Oh the allure of bit-twiddling!

I'm skeptical that ntz should ever delegate to nlz, and not only because of the overhead of a wrapper, but because small numbers are more common, and we can take that into account when implementing ntz. At least add "1" to the set of numbers to benchmark. Here's my own entry in this race:

static int ntz(int i) {
    if (i == 0) return 32;
    int n = 0;
    if ((i << 16)  == 0) { n += 16; i >>>= 16; }
    if ((i & 0xFF) == 0) { n +=  8; i >>>=  8; }
    if ((i & 0xF)  == 0) { n +=  4; i >>>=  4; }
    if ((i & 0x3)  == 0) { n +=  2; i >>>=  2; }
    return n + (~i & 1);
}

Whatever happens, we ought to check in the microbenchmarks somewhere.
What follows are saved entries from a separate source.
PR #607, opened 2019-06-14
test: add unit tests for dfdaemon/config

inoc603:

Add unit tests for dfdaemon/config

go test -v ./dfdaemon/config -cover

### DIFF
--- a/dfdaemon/config/config.go
+++ b/dfdaemon/config/config.go
@@ -20,18 +20,19 @@ import (
 	"crypto/tls"
 	"crypto/x509"
 	"encoding/json"
-	"io/ioutil"
 	"net/url"
 	"os"
 	"path/filepath"
 	"regexp"
 
 	dferr "github.com/dragonflyoss/Dragonfly/common/errors"
-	"github.com/dragonflyoss/Dragonfly/common/util"
 	"github.com/dragonflyoss/Dragonfly/dfdaemon/constant"
 
 	"github.com/pkg/errors"
+	"github.com/spf13/afero"
 )
+
+var fs = afero.NewOsFs()
 
 // -----------------------------------------------------------------------------
 // Properties
@@ -347,7 +348,7 @@ func certPoolFromFiles(files ...string) (*x509.CertPool, error) {
 
 	roots := x509.NewCertPool()
 	for _, f := range files {
-		cert, err := ioutil.ReadFile(f)
+		cert, err := afero.ReadFile(fs, f)
 		if err != nil {
 			return nil, errors.Wrapf(err, "read cert file %s", f)
 		}
@@ -356,15 +357,6 @@ func certPoolFromFiles(files ...string) (*x509.CertPool, error) {
 		}
 	}
 	return roots, nil
-}
-
-// Load loads properties from config file.
-func (p *Properties) Load(path string) error {
-	if err := util.LoadYaml(path, p); err != nil {
-		return err
-	}
-
-	return nil
 }
 
 // Proxy describe a regular expression matching rule for how to proxy a request
--- a/dfdaemon/config/config_test.go
+++ b/dfdaemon/config/config_test.go
@@ -17,21 +17,23 @@
 package config
 
 import (
-	"io/ioutil"
+	"crypto/x509"
+	"encoding/json"
+	"fmt"
+	"math/rand"
 	"os"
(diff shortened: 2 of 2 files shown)


inoc603:
The unit tests are failing because I use go 1.12 on my machine and the CI uses go 1.10. I'll fix this later

dfdaemon/config/config.go
```diff
@@ -20,19 +20,20 @@ import (
...
-	"io/ioutil"
 	"net/url"
 	"os"
 	"path/filepath"
 	"regexp"
 
 	dferr "github.com/dragonflyoss/Dragonfly/common/errors"
-	"github.com/dragonflyoss/Dragonfly/common/util"
 	"github.com/dragonflyoss/Dragonfly/dfdaemon/constant"
+	"github.com/spf13/afero"
```
fengzixu: Please construct the structure of your importing packages according to the rule:

// Golang internal package

// Dragonfly internal package

// Third-party package

dfdaemon/config/config.go
```diff
@@ -347,7 +348,7 @@ func certPoolFromFiles(files ...string) (*x509.CertPool, error) {
 
 	roots := x509.NewCertPool()
 	for _, f := range files {
-		cert, err := ioutil.ReadFile(f)
+		cert, err := afero.ReadFile(fs, f)
```
fengzixu: Could you explain why do you use the function in 'spf13/afero' package rather than golang internal package? Is there any advantage?

dfdaemon/config/config_test.go
```diff
@@ -17,22 +17,23 @@
...
+	"fmt"
+	"math/rand"
 	"os"
-	"path/filepath"
+	"strings"
 	"testing"
+	"time"
 
-	"github.com/go-check/check"
+	dferr "github.com/dragonflyoss/Dragonfly/common/errors"
```
fengzixu: same problem.

dfdaemon/config/config.go
inoc603: [spf13/afero](https://github.com/spf13/afero) abstract the file system, so we can mock the file system with `afero.NewMemFs` during unit tests.

 It removes the host file system as test dependency, and it's easier to setup and teardown. Mocking cases where something does not exists is much easier.

dfdaemon/config/config_test.go
inoc603: fixed

dfdaemon/config/config.go
inoc603: fixed

inoc603:
@lowzj @Starnop The CI is complaining about a [dead link](https://circleci.com/gh/dragonflyoss/Dragonfly/6629?utm_campaign=vcs-integration-link&utm_medium=referral&utm_source=github-build-link) in README.md, which I didn't change. I met this problem earlier too. Triggering the CI again can fix it. Would you look into this?

```
FILE: ./README.md
[✖] https://codecov.io/gh/dragonflyoss/Dragonfly/branch/master/graph/badge.svg

ERROR: dead links found!
```

dfdaemon/config/config.go
inoc603: @fengzixu  Using the standard library is fine and unit tests can be done with temp dir. I'm ok to revert this and write tests using the the actual file system, since other parts of the code is using the fs directly. Maybe we can ask the opinion from other members? @lowzj @Starnop

lowzj: I prefer to use one testing framework in Dragonfly. Maybe `testify` is better than `go-check` used now. But recently we're going to release `0.4.0` and there's no plan to change a testing framework in this version. 
We can change the testing framework in next version after discussion. 
WDYT @inoc603 @fengzixu @Starnop

inoc603: @lowzj the `client` package uses `testify` too, and I thought we use both testing framework in Dragonfly, so I chose one from them. If we want to stick to `go-check`, we should change tests in `client` package too. The 2 frameworks are very similar in many ways, I think it's fine they co-exist in one project.

Personally I would prefer `testify`. It's more popular, the development is more active, and it's more flexible that it does not force you to organize your tests in a particular way. I use `suite.Suite` because it's similar to the way `go-check` organize tests, but you can use `testify` in standard go tests as an assertion library only.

It looks like the new jmh-jdk-microbenchmarks is the place. I also suspect that tests for these methods could be improved (but there are existing hotspot tests).

nlz seems harder than ntz in the sense that for nlz "small ints" and random bits may have different optimal implementations.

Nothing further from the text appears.